Croyez-vous donc que cette ignoble réalité, dont la reproduction vous dégoûte, ne me fasse tout autant qu’à vous sauter le cœur ? Si vous me connaissiez davantage, vous sauriez que j’ai la vie ordinaire en exécration. Je m’en suis toujours personnellement écarté autant que j’ai pu. Mais esthétiquement, j’ai voulu, cette fois, et rien que cette fois, la pratiquer à fond. Aussi, ai-je pris la chose d’une manière héroïque, j’entends minutieuse, en acceptant tout, en disant tout, en peignant tout, expression ambitieuse.
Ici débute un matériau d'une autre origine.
PR #11382, opened 2022-01-25
DO NOT MERGE YET: Interactive transaction test

garrensmith:
This adds in a longer concurrent interaction transactions test to make sure the engine doesn't deadlock. 
If I use the engine on main branch the test never completes. If I use the new engine from here https://github.com/prisma/prisma-engines/pull/2619 then the test completes. 

When the query-engine PR is merged I'll updated this PR to remove the tmp commit.


Jolg42:
Seems that GitHub Actions are not running 🤔 Not sure why

millsp:
Closing in favor of https://github.com/prisma/prisma/pull/10797.

PR #14383, opened 2022-07-19
test: Port logging test to new setup

SevInf:


packages/client/tests/functional/logging-mongo/tests.ts
```diff
@@ -0,0 +1,73 @@
...
+            timestamp: expect.any(Date),
+          },
+        ],
+      ])
+    })
+  },
+  {
+    optOut: {
+      from: ['sqlite', 'postgresql', 'mysql', 'cockroachdb', 'sqlserver'],
+      reason: 'SQL databases tested in logging suite',
```
danstarns, line 70: There isn't much difference between the two tests, wondering if we could merge all the providers into one and not have the separate mongo logging, wdyt?

SevInf: I've started with a single suite, but branched mongo ones into separate one. There are much more differences then might seem from a first glance:

- mongo does not start connection pool and has no message about it
- `target` field for all events has different value for mongo,
- `duration` field is missing
- "begin transaction" and "end transaction" messages are missing.

Before the spit, every assert looked like "if it's mongo check if it's one thing, if it isn't check the different one"

packages/client/tests/functional/logging/tests.ts
```diff
@@ -0,0 +1,102 @@
...
+        [
+          {
+            duration: expect.any(Number),
+            params: expect.any(String),
+            query: expect.any(String),
+            target: 'quaint::connector::metrics',
+            timestamp: expect.any(Date),
+          },
+        ],
+
```
danstarns, line 85:
```suggestion
```

packages/client/tests/functional/logging/tests.ts
```diff
@@ -0,0 +1,102 @@
...
+        [
+          {
+            duration: expect.any(Number),
+            params: expect.any(String),
+            query: transactionBegin,
+            target: 'quaint::connector::metrics',
+            timestamp: expect.any(Date),
+          },
+        ],
+
```
danstarns, line 75:
```suggestion
```

danstarns: I think these spaces will cause a linting error.

packages/client/tests/functional/logging-mongo/tests.ts
```diff
@@ -0,0 +1,73 @@
...
+      const onQuery = jest.fn()
+
+      prisma.$on('query', onQuery)
+
+      await prisma.user.findMany()
+
+      expect(onQuery).toHaveBeenCalledWith({
+        params: expect.any(String),
+        query: expect.any(String),
+        target: 'mongodb_query_connector::query',
```
danstarns, line 32:
```suggestion
        target: expect.any(String),
```
Is it worth doing any for this? They could change it engine side and it will force us to update tests.

danstarns (approved):

danstarns:
Ref: https://github.com/prisma/client-planning/issues/30

millsp:
Ping

SevInf:
Done as a part of PDP Tracing

PR #14384, opened 2022-07-19
fix: Negative zero warning in dependencies

### LINKED ISSUE #14188: Warning during build: equals-negative-zero
### Bug description

Hi,
I get this warning on a regular base. Everything works but i don't think it is intended.
```
 ▲ [WARNING] Comparison with -0 using the "===" operator will also match 0 [equals-negative-zero]
 
     prisma/dist/runtime/index.js:17308:29:
       17308 │             } else if (x === -0) {
             ╵                              ~~
 
   Floating-point equality is defined such that 0 and -0 are equal, so "x === -0" returns true for both 0 and -0. You need to use "Object.is(x, -0)" instead to test for -0.
```

### How to reproduce

Here is a minimal schema:
```
generator client {
  binaryTargets = ["native", "darwin", "debian-openssl-1.1.x", "linux-musl", "windows"]
  output        = "./dist"
}

datasource db {
  provider = "mysql"
  url      = env("APP_MAIN_DATABASE_URL")
}

model customerPictures {
  id                    BigInt    @id @default(autoincrement())
}
```
I am using prisma with nestjs.
Once i build i get following message:

```
▲ [WARNING] Comparison with -0 using the "===" operator will also match 0 [equals-negative-zero]

    prisma/dist/runtime/index.js:17308:29:
      17308 │             } else if (x === -0) {
            ╵                              ~~

  Floating-point equality is defined such that 0 and -0 are equal, so "x === -0" returns true for
  both 0 and -0. You need to use "Object.is(x, -0)" instead to test for -0.
```
Here the relevant generated code snipped from prsima/dist/runtime/index.js

```
      function createNumberConversion(bitLength, typeOpts) {
        if (!typeOpts.unsigned) {
          --bitLength;
        }
        const lowerBound = typeOpts.unsigned ? 0 : -Math.pow(2, bitLength);
        const upperBound = Math.pow(2, bitLength) - 1;
        const moduloVal = typeOpts.moduloBitLength ? Math.pow(2, typeOpts.moduloBitLength) : Math.pow(2, bitLength);
        const moduloBound = typeOpts.moduloBitLength ? Math.pow(2, typeOpts.moduloBitLength - 1) : Math.pow(2, bitLength - 1);
        return function(V, opts2) {
          if (!opts2)
            opts2 = {};
          let x = +V;
          if (opts2.enforceRange) {
            if (!Number.isFinite(x)) {
              throw new TypeError("Argument is not a finite number");
            }
            x = sign2(x) * Math.floor(Math.abs(x));
            if (x < lowerBound || x > upperBound) {
              throw new TypeError("Argument is not in byte range");
            }
            return x;
          }
          if (!isNaN(x) && opts2.clamp) {
            x = evenRound(x);
            if (x < lowerBound)
              x = lowerBound;
            if (x > upperBound)
              x = upperBound;
            return x;
          }
          if (!Number.isFinite(x) || x === 0) {
            return 0;
          }
          x = sign2(x) * Math.floor(Math.abs(x));
          x = x % moduloVal;
          if (!typeOpts.unsigned && x >= moduloBound) {
            return x - moduloVal;
          } else if (typeOpts.unsigned) {
            if (x < 0) {
              x += moduloVal;
            } else if (x === -0) {                         // <------------- Here it is
              return 0;
            }
          }
          return x;
        };
```

### Expected behavior

No message

### Prisma information

```prisma
generator client {
  binaryTargets = ["native", "darwin", "debian-openssl-1.1.x", "linux-musl", "windows"]
  output        = "./dist"
}

datasource db {
  provider = "mysql"
  url      = env("APP_MAIN_DATABASE_URL")
}

model customerPictures {
  id                    BigInt    @id @default(autoincrement())
}
```

### Environment & setup

- OS: Ubuntu
- Database: MariaDB
- Node.js version: v16.15.0

### Prisma Version

```
prisma                  : 3.14.0
@prisma/client          : 4.0.0
Query Engine (Node-API) : libquery-engine 2b0c12756921c891fec4f68d9444e18c7d5d4a6a (at ../../.nvm/versions/node/v16.15.0/lib/node_modules/prisma/node_modules/@prisma/engines/libquery_engine-debian-openssl-3.0.x.so.node)
Migration Engine        : migration-engine-cli 2b0c12756921c891fec4f68d9444e18c7d5d4a6a (at ../../.nvm/versions/node/v16.15.0/lib/node_modules/prisma/node_modules/@prisma/engines/migration-engine-debian-openssl-3.0.x)
Introspection Engine    : introspection-core 2b0c12756921c891fec4f68d9444e18c7d5d4a6a (at ../../.nvm/versions/node/v16.15.0/lib/node_modules/prisma/node_modules/@prisma/engines/introspection-engine-debian-openssl-3.0.x)
Format Binary           : prisma-fmt 2b0c12756921c891fec4f68d9444e18c7d5d4a6a (at ../../.nvm/versions/node/v16.15.0/lib/node_modules/prisma/node_modules/@prisma/engines/prisma-fmt-debian-openssl-3.0.x)
Default Engines Hash    : 2b0c12756921c891fec4f68d9444e18c7d5d4a6a
Studio                  : 0.460.0
```

SevInf:
Appears in fetch-engines->node-fetch->whatwg-url->webidl-conversions
package. Ideally, we'd like to be able to update node-fetch@3, but it's
currently blocked. `node-fetch@2` uses whatwg-url for polyfilling `URL`
object if it is not present. Since we support node 14+, we never need
this polyfill and we can patch out node-fetch->whatwg-url dependency.

Fix #14188

### DIFF
--- a/package.json
+++ b/package.json
@@ -87,6 +87,9 @@
       "allowedVersions": {
         "@octokit/core": ">=3"
       }
+    },
+    "patchedDependencies": {
+      "node-fetch@2.6.7": "patches/node-fetch@2.6.7.patch"
     }
   },
   "lint-staged": {
--- a/patches/node-fetch@2.6.7.patch
+++ b/patches/node-fetch@2.6.7.patch
@@ -1,0 +1,102 @@
+diff --git a/lib/index.es.js b/lib/index.es.js
+index 4852f7cbac354d002a601212332187487deb3afa..b334d377a01bf38afcbb1d608a267cad1c58286e 100644
+--- a/lib/index.es.js
++++ b/lib/index.es.js
+@@ -3,7 +3,6 @@ process.emitWarning("The .es.js file is deprecated. Use .mjs instead.");
+ import Stream from 'stream';
+ import http from 'http';
+ import Url from 'url';
+-import whatwgUrl from 'whatwg-url';
+ import https from 'https';
+ import zlib from 'zlib';
+ 
+@@ -1138,7 +1137,7 @@ Object.defineProperty(Response.prototype, Symbol.toStringTag, {
+ });
+ 
+ const INTERNALS$2 = Symbol('Request internals');
+-const URL = Url.URL || whatwgUrl.URL;
++const URL = Url.URL;
+ 
+ // fix an issue where "format", "parse" aren't a named export for node <10
+ const parse_url = Url.parse;
+@@ -1401,7 +1400,7 @@ AbortError.prototype = Object.create(Error.prototype);
+ AbortError.prototype.constructor = AbortError;
+ AbortError.prototype.name = 'AbortError';
+ 
+-const URL$1 = Url.URL || whatwgUrl.URL;
++const URL$1 = Url.URL;
+ 
+ // fix an issue where "PassThrough", "resolve" aren't a named export for node <10
+ const PassThrough$1 = Stream.PassThrough;
+diff --git a/lib/index.js b/lib/index.js
+index e5b04f107f765db04265c7635d3ca1d86b146fb8..c444206f23a5ed50a3301378eb01eba80938c187 100644
+--- a/lib/index.js
++++ b/lib/index.js
+@@ -7,7 +7,6 @@ function _interopDefault (ex) { return (ex && (typeof ex === 'object') && 'defau
+ var Stream = _interopDefault(require('stream'));
+ var http = _interopDefault(require('http'));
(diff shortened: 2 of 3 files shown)


Jolg42 (approved):
Nice one! Thank you 💚

Jolg42:
I guess, @SevInf that node-fetch@3 is blocked because it's an ESM-only module?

Je m’explique mal, mais c’en est assez pour que vous compreniez quel était le sens de ma résistance à vos critiques, si judicieuses qu’elles soient. Vous me refaisiez un autre livre.

Vous heurtiez la poétique interne d’où découlait le type (comme dirait un philosophe) sur lequel il fut conçu. Enfin, j’aurais cru manquer à ce que je me dois et à ce que je vous devais, en faisant un acte de déférence et non de conviction.

L’Art ne réclame ni complaisance ni politesse, rien que la foi, la foi toujours et la liberté. Et là-dessus, je vous serre cordialement les mains.

Sous l’arbre improductif aux rameaux toujours verts, tout à vous.